Certification expands the company's capabilities to handle cGMP development for schedule II, III, IV and V
US Contract manufacturer PCI Synthesis has obtained registration and certification from the US Drug Enforcement Administration (DEA) to handle Schedule II, III, IV and V controlled substances. With DEA registration, the company will be able to work on projects that are considered controlled substances or the raw materials that are used to produce them.
'Expanding the type of substances we can work with positions PCI Synthesis to meet the growing demand for new molecules that make use of the medical value of controlled substances,' said Edward S. Price, president of PCI Synthesis. 'As a cGMP facility that has DEA certification, we can assure our sponsors that the work we do can take them from discovery all the way through commercialisation.'
In preparation for these new substances, the company has invested in new systems, processes and training so that it can manufacture controlled substances in its Newburyport facility. It has also conducted an audit by a third party to ensure PCI Synthesis is in compliance with the requirements to earn and maintain its DEA registration.
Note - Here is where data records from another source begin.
PR #354, opened 2025-09-16
Support prctl

CvvT:
Add support for [prctl](https://linux.die.net/man/2/prctl).

Only support `PR_SET_NAME` and `PR_GET_NAME` for now.

### DIFF
--- a/litebox_common_linux/src/lib.rs
+++ b/litebox_common_linux/src/lib.rs
@@ -1510,7 +1510,6 @@ pub enum FutexArgs<Platform: litebox::platform::RawPointerProvider> {
     },
 }
 
-#[non_exhaustive]
 #[repr(u32)]
 #[derive(Debug, IntEnum)]
 pub enum PrctlOption {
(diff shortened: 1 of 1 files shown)


CvvT:
Hi @jstarks You mentioned you have some tests that requires support for `prctl`. Do you know what were the options you encountered for `prctl`?

jstarks:
> Hi @jstarks You mentioned you have some tests that requires support for `prctl`. Do you know what were the options you encountered for `prctl`?

It was SET_NAME. So this PR fixes it. 👍

litebox_shim_linux/src/syscalls/process.rs
```diff
@@ -13,11 +13,49 @@ use litebox::platform::{
...
+        tls.current_task.comm[..comm.len()].copy_from_slice(comm);
+    });
+}
+
+/// Handle syscall `prctl`.
+pub(crate) fn sys_prctl(
+    arg: PrctlArg<litebox_platform_multiplex::Platform>,
+) -> Result<usize, Errno> {
+    match arg {
+        PrctlArg::GetName(name) => litebox_platform_multiplex::platform()
```
wdcui, line 34: Do we need to check the length of `name`?

CvvT: https://elixir.bootlin.com/linux/v6.16.4/source/kernel/sys.c#L2543

It needs to be at least 16 bytes long; If it is shorter, returns EFAULT.

PR #355, opened 2025-09-16
Support syscall rt_sigreturn

CvvT:
1. Add `rt_sigreturn` as a punchthrough.
2. Add a C test case for `rt_sigaction` and `rt_sigreturn` (which was mostly implemented by copilot).
3. Fix `SigSet`: it should be 8 bytes on both x64 and x86.

### DIFF
--- a/litebox_platform_linux_userland/src/lib.rs
+++ b/litebox_platform_linux_userland/src/lib.rs
@@ -881,24 +881,24 @@ impl litebox::platform::PunchthroughToken for PunchthroughToken {
             }
             PunchthroughSyscall::RtSigreturn { stack } => {
                 // The stack pointer should point to a `ucontext` structure. Due to our syscall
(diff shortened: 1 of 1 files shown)


litebox_platform_linux_userland/src/lib.rs
```diff
@@ -878,6 +879,41 @@ impl litebox::platform::PunchthroughToken for PunchthroughToken {
                 })
                 .map_err(litebox::platform::PunchthroughError::Failure)
             }
+            PunchthroughSyscall::RtSigreturn { stack } => {
+                // The stack pointer should point to a `ucontext` structure. Due to our syscall
+                // interception mechanism (see syscall_callback), the actual stack pointer is
+                // 2 `usize`s below the provided pointer.
```
wdcui, line 885: Change the direction of the stack?

CvvT: Fixed, thanks!

PR #357, opened 2025-09-16
New `dev_tests` crate + ratcheting for globals

### LINKED ISSUE #356: Introduce a ratchet to prevent increasing number of globals
See https://github.com/microsoft/litebox/pull/351#issuecomment-3299553484 and https://github.com/microsoft/litebox/pull/351#issuecomment-3300209232

jaybosamiya-ms:
This PR does a couple of things:
- Moves the ratcheting from the CI yaml stuff to a crate where we can more easily manage such scripts, allowing more expressivity and nicer error messages and such.  It also makes it such that folks will notice this locally sooner than waiting on the CI.  It is triggered by running regular tests.
- Fixes #356 by adding the ratchet by looking for any `static` at the start of the line (so that it doesn't accidentally trigger on `'static` and such).   Note that I explicitly am not looking for `const` which is also a way to make globals, but such globals are fully read-only, so don't have the kind of downsides that come from `static` or `static mut` things.

### DIFF
--- a/.github/workflows/ci.yml
+++ b/.github/workflows/ci.yml
@@ -250,6 +250,9 @@ jobs:
           #   it is a helper binary that runs in userland to AOT "compile" ELFs.
           #
           # - `litebox_runner_snp` is `no_std` but requires custom target to build
+          #
+          # - `dev_tests` is meant to only be used for tests, and thus can
+          #   safely use std.
           find . -type f -name 'Cargo.toml' \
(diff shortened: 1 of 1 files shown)


jaybosamiya-ms:
Oh I guess I should mention, for transmute, the reason it went from 5 -> 7 is simply because the new test introduces the word `transmute` in the name of the function and inside the string.  This is equivalent to the older count in the main LiteBox sources.

PR #447, opened 2025-10-24
Add exception handler infrastructure

jstarks:
Add an interface for the platform to call the shim when the guest code causes an unresolved hardware exception (page fault, invalid opcode, divide by zero, etc.). Implement support for catching exceptions in the Linux and Windows userland platforms.

For now, the Linux and OPTEE shims panic when an exception occurs. In future changes, the Linux shim will inject the appropriate signal into the current task in response to a signal. The correct OPTEE behavior is less clear.

This includes changing the shim interface from a single function to the `EnterShim` trait. For now, shims are implementing this on ZSTs and are still being registered globally with the platforms. In the future, we should probably make this registration per-thread and move global shim state (if there is any) into the shim object.

### DIFF
--- a/litebox_platform_linux_userland/src/lib.rs
+++ b/litebox_platform_linux_userland/src/lib.rs
@@ -1901,6 +1901,9 @@ unsafe extern "C" fn exception_signal_handler(
     }
     *orig_eax = *eax;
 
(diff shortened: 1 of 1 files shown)


wdcui:
John, I forgot to check yesterday. Do we currently have unit tests that trigger the signal handling paths? Thanks!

'DEA certification for these kinds of controlled substances opens a new dimension for PCI Synthesis in terms of the types of projects the company can pursue,' said Jim Bruno at Chemical and Pharmaceutical Solutions, a New Jersey-based consultancy. 'Once PCI Synthesis receives the DEA certification, it will be able to do R&D and move those projects into commercial production.'
PCI Synthesis, which provides small and mid-sized companies with the expertise to manufacture complex small molecules to be used as APIs, earlier this year announced that its commercially approved products portfolio now includes nine products that either have or are imminently receiving FDA approval for sale in the US. The company has more than 17 API and other advanced materials products in its commercial pipeline.